**** DATA SHOWN ****
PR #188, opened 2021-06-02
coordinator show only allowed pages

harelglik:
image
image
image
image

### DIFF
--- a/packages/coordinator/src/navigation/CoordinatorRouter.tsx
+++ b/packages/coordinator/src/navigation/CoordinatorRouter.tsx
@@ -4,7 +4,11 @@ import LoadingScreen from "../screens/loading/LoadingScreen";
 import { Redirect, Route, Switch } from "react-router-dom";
****
**** DATA SHOWN ****
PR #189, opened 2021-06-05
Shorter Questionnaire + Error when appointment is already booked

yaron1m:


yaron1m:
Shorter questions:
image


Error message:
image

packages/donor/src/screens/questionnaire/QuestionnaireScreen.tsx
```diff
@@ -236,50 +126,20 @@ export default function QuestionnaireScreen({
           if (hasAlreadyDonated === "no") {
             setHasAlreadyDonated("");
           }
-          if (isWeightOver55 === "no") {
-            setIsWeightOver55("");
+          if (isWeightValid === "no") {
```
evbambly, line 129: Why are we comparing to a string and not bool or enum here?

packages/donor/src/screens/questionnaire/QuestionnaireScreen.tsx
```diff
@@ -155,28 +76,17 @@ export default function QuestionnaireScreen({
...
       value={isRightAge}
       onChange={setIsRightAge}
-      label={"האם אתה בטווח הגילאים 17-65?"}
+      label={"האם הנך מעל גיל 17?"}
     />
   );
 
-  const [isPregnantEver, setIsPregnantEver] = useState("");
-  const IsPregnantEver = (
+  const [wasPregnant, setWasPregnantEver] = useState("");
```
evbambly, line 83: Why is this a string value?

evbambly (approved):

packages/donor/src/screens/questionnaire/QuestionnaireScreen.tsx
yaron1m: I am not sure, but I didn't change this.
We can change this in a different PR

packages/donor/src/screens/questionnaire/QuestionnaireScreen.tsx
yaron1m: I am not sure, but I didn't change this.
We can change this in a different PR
****
» **YOUR OBJECTIVE**: Exactly one number is the answer: how many lines of the entries contain the string "function".

» **RESPONSE**: 2